Ringbuffer (was Streamer Questions - how to sync)

evanh · 2019-06-13 06:03

jmg wrote: »

It could start on RCFAST and then wait for a signal on the data lines, to indicate the master had a valid clock signal ready too.

Yep, no issue there. There can be seconds allotted to boot up. The DMA ops will still have a handshake to initiate as well.

evanh · 2019-06-13 11:27

I've just done some preliminary testing of 32-bit (pins 0-31) data transfers between two cogs. Amazingly, I can go right up to 270 MT/s without any errors! No variable compensation required.

Using the very simplest method of receiver always waiting, the only compensation at all is the insertion, on the sender cog, of +3 clocks between the handshake OUTH and sending XINIT. Which makes complete sense since the receiver can't know the sender has started unit after the fact. So at least one instruction time response.

evanh · 2019-06-13 14:01

Bother, wrong again, same old ... didn't look hard enough.

Here's a graph of the sensitive areas when stepping through at 1 MHz steps.
Jitter%20crossing%20of%20pin%20sampling%20at%20full%20sysclock.png

Jitter%20crossing%20of%20pin%20sampling%20at%20full%20sysclock.png

evanh · 2019-06-13 14:02

So there is a bad spot around 150 MHz and 300 MHz.

And I presume the width of the bad range is dependant on how bad the jitter is. I was doing 1 MHz steps with a XDIV of 20 on the P2ES chip, so some extra jitter comes from that.

jmg · 2019-06-13 19:28

evanh wrote: »

Here's a graph of the sensitive areas when stepping through at 1 MHz steps.
..So there is a bad spot around 150 MHz and 300 MHz.

Nice plot. Was that with the pin-register enabled ?

evanh wrote: »

And I presume the width of the bad range is dependant on how bad the jitter is.
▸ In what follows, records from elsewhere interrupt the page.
PR #244, opened 2021-12-07
Problem: The address and the private keys should be derived from the mnemonics in integration test

### LINKED ISSUE #240: Problem: The address and the private keys should be derived from the mnemonics in integration test
**Describe the bug**

**To Reproduce**

**Expected behavior**

**Screenshots**

**Desktop (please complete the following information):**

**Smartphone (please complete the following information):**

**Additional context**

damoncro:

Close #240 

# PR Checklist:

### DIFF
--- a/integration_tests/utils.py
+++ b/integration_tests/utils.py
@@ -30,7 +30,7 @@ ACCOUNTS = {
     "validator": Account.from_mnemonic(os.getenv("VALIDATOR1_MNEMONIC")),
     "community": Account.from_mnemonic(os.getenv("COMMUNITY_MNEMONIC")),
 }
-KEYS = {name: account.key.hex().replace("0x", "") for name, account in ACCOUNTS.items()}
+KEYS = {name: account.key for name, account in ACCOUNTS.items()}
 ADDRS = {name: account.address for name, account in ACCOUNTS.items()}
 CRONOS_ADDRESS_PREFIX = "crc"
 
--- a/integration_tests/utils.py
+++ b/integration_tests/utils.py
@@ -25,11 +25,13 @@ from pystarport.ports import rpc_port
 from web3._utils.transactions import fill_nonce, fill_transaction_defaults
 
 load_dotenv(Path(__file__).parent.parent / "scripts/.env")
-KEYS = {
-    "validator": os.getenv("VALIDATOR_KEY"),
-    "community": os.getenv("COMMUNITY_KEY"),
+Account.enable_unaudited_hdwallet_features()
+ACCOUNTS = {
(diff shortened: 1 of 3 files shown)


integration_tests/utils.py
```diff
@@ -25,11 +25,13 @@
...
-KEYS = {
-    "validator": os.getenv("VALIDATOR_KEY"),
-    "community": os.getenv("COMMUNITY_KEY"),
+Account.enable_unaudited_hdwallet_features()
+ACCOUNTS = {
+    "validator": Account.from_mnemonic(os.getenv("VALIDATOR1_MNEMONIC")),
+    "community": Account.from_mnemonic(os.getenv("COMMUNITY_MNEMONIC")),
 }
-ADDRS = {name: Account.from_key(key).address for name, key in KEYS.items()}
+KEYS = {name: account.key.hex().replace("0x", "") for name, account in ACCOUNTS.items()}
```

I was doing 1 MHz steps with a XDIV of 20 on the P2ES chip, so some extra jitter comes from that.

With 2 P2's using a locked-clock scheme as discussed here, yes, you could even measure the jitter by the change in slot width.
Within the same P2, just across COGS, the long term jitter does not matter, but there might be a short term jitter effect over 2-3 SysCLKs covering the transit times, but I'd expect short term jitter to be very low.
This plot may be a nice way to check PCB decoupling.

The match count seems to drop only to 24, wonder why that is ? A deeper notch may have been expected on all bits change ?

msrobots · 2019-06-13 22:09

since my clock is not a regular clock but more like a signal I decided to use a transition from low to high to signal the start of a command frame and a transition from high to low to signal a data frame.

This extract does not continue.